Why run a contest?

SigFigPosterWe have two days left until the end of the ‘game idea’ contest we have been running over on Learning-Laboratory.com.  I’ve always figured that we would get the bulk of our entries, if any, in the last two days so I’m eager to see what rolls in by Friday.

For now, let me just say that, if you know a chem student with even half an idea for a game, you should tell him or her that the odds of any valid entry winning something are, well, quite good.

But why run a contest in the first place?  We’re in this business to make money not to give it away.  So what, specifically, was the contest intended to accomplish?  And how do we know, when we are done, if the project has been a success?  What are we trying accomplish?

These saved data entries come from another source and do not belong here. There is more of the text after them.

Issue #173, opened 2024-07-15
Unable to build universal deploy for MacOS 🐛


aswallace:
### Initial notes from Sean: 

When `Arm64` mac runners became the default for GitHub it seems it broke our desktop deploys to MacOS by having only `Arm64` arch compatible executables get output as part of the release process. This can be fixed by changing the build options in the `package.json` to target `x86` as a separate deploy or by building a `universal` version. However, this is where the trouble really begins. It seems like for some reason the `universal` and `x86` builds that build on GitHub don't actually produce an `x86` compatible executable, instead I get this error:

<img width="984" alt="image" src="https://github.com/user-attachments/assets/5a0d18bc-2074-4c34-a0d5-4c18ce712285" />

This seems to be an error many others have gotten as well and the routes and various fixes they perform are varied. What is more annoying is it seems the File Upload App does exactly what we do [on my working branch](https://github.com/AllenInstitute/aics-fms-file-explorer-app/compare/main...bugfix/make-macos-build-universal?expand=1) but without the error ([see here](https://github.com/aics-int/aics-file-upload-app/blob/main/package.json#L20-L25). 

Related Issues
* https://github.com/electron/universal/issues/41
* https://github.com/electron-userland/electron-builder/issues/7512
* https://github.com/electron-userland/electron-builder/pull/6983
* https://github.com/electron-userland/electron-builder/issues/6433

Things I tried to so far:
* Upgrading electron & electron-builder
* Upgrading electron-builder to a middle ground version like 22
* Setting `mergeAsar` to false
* Setting the node modules included to exclude certain extensions
(various combos of above, not to say any of these should necessarily be ruled out since it may require the right combo)

### Update: Notes from Anya
I eventually narrowed down the issue to DuckDB. When I remove duckdb as a dependency completely (and noop all duckdb functionality) the universal builds work for both arch. I *think* they've fixed the mac incompatibility issue in 1.0.0 (we're using 0.8.x) BUT when I try to upgrade to 1.0.0, I get a whole bunch of nasty mapbox/node-pre-gyp dependency & webpack errors. Unfortunately, node-pre-gyp is no longer maintained, so I haven't had much luck in finding solutions
Related discussion: 
* https://github.com/duckdb/duckdb/discussions/7067
* https://github.com/mapbox/node-pre-gyp/issues/661
* This is for an older version but vaguely related? https://github.com/duckdb/duckdb/issues/5605
[...]

PR #383, opened 2025-01-08
Update build process for MacOS desktop app

aswallace:
The current build script creates dmg files for the desktop app that, when downloaded from GitHub/shared via Slack, show the following error for M chip Macs: 
```
"BioFile Finder" is damaged and can't be opened. You should eject the disk image. This item is on the disk image "BioFile Finder-8.0.0-arm64.dmg
```

This PR updates `desktop/package.json` to what was used to get the v8.0.0 build working for arm64 (also currently works for x86, though only when run on a computer with an Intel chip).
Also adds info to the dev docs about how we currently build & release for MacOS.

For more details on why we have to do separate builds for Mac, see #173

### DIFF
--- a/dev-docs/04-versioning-and-deployment.md
+++ b/dev-docs/04-versioning-and-deployment.md
@@ -45,8 +45,13 @@ builds of `packages/desktop`, prepare a draft Github release, and upload the bui
 6) [Update the GitHub release](https://github.com/AllenInstitute/biofile-finder/releases) once the Github action in Step 4 is finished, manually edit the Github release which was drafted as part of Step 4. Format its release name with the date (consistent with other release names), add a description of the changes, and optionally
 mark whether the release is "pre-release." If it is marked as "pre-release," it will not be accessible for download through the
 Github pages site.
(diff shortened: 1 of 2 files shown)


BrianWhitneyAI (approved):

dev-docs/04-versioning-and-deployment.md
```diff
@@ -45,8 +45,13 @@ builds of `packages/desktop`, prepare a draft Github release, and upload the bui
 6) [Update the GitHub release](https://github.com/AllenInstitute/biofile-finder/releases) once the Github action in Step 4 is finished, manually edit the Github release which was drafted as part of Step 4. Format its release name with the date (consistent with other release names), add a description of the changes, and optionally
 mark whether the release is "pre-release." If it is marked as "pre-release," it will not be accessible for download through the
 Github pages site.
+7) **Temporary workaround for MacOS**: GitHub Actions currently builds .dmg files that don't work for x86 processors and that are interpreted as "damaged" by new MacOS versions. To get around this, follow the instructions below to [manually build executables](#manually-building-an-executable). You will need to do this separately for both arm64 and x86, and each build process **must be done on a machine that uses the correct processor** (e.g., on a computer with an Intel chip for the x86 build).
```
kmitcham, line 48: I like to include a date in messages like **Temporary workaround for MacOS** so when future people come around it is easier to track down info about the issue.  Obviously the date is also in the commit history, but making it easier to spot is easier.  Also, it might help guilt motivation towards fixing it.

kmitcham (approved):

  1. The contest is a first and foremost a minimum viable product (MVP).  Although we aren’t charging money for it (in fact, we’re promising to give money to the winners), we have been asking instructors and students to spend time on it, an equally valuable although a lot less quantifiable commodity.  This MVP test of the learning game contest cuts two ways:
    1. Does the idea of ‘learning games’ resonate with students?  If we get a reasonable number of entries, we will have some evidence that students  dissatisfied with their current drill/study methods and think that online games and activities would be a nice alternative.
    2. Does it resonate with instructors?  We’ve asked instructors to pin up our poster and/or post a link to the game for students to follow.
  2. The contest is intended to help us build our mailing lists and, again, there are two of these:  instructors and students.
  3. Search Engine Optimization (SEO).  The white hat approach to SEO is to build great content and then seek legitimate links.  Ashley and Bret have been generating that great content for the last 6+ months; the contest is a way to generate more links.
  4. Give me some talking points as I do phone and face-to-face interviews.  The contest experience, any entries we get, the sample entry we produced, and our simple implementation of it (Sig Fig Rules!) combine to give me a basis for doing face-to-face and phone interviews with instructors as we go forward.
  5. Build our internal WordPress, Google Analytics, SEO, and other marketing skills. Nothing makes one a more effective writer, poster, analyst, strategist than doing each of those things, observing the results, and thinking about how to do them better next time.

I’ll report on how well this all actually worked after the contest, judging, and awarding are over.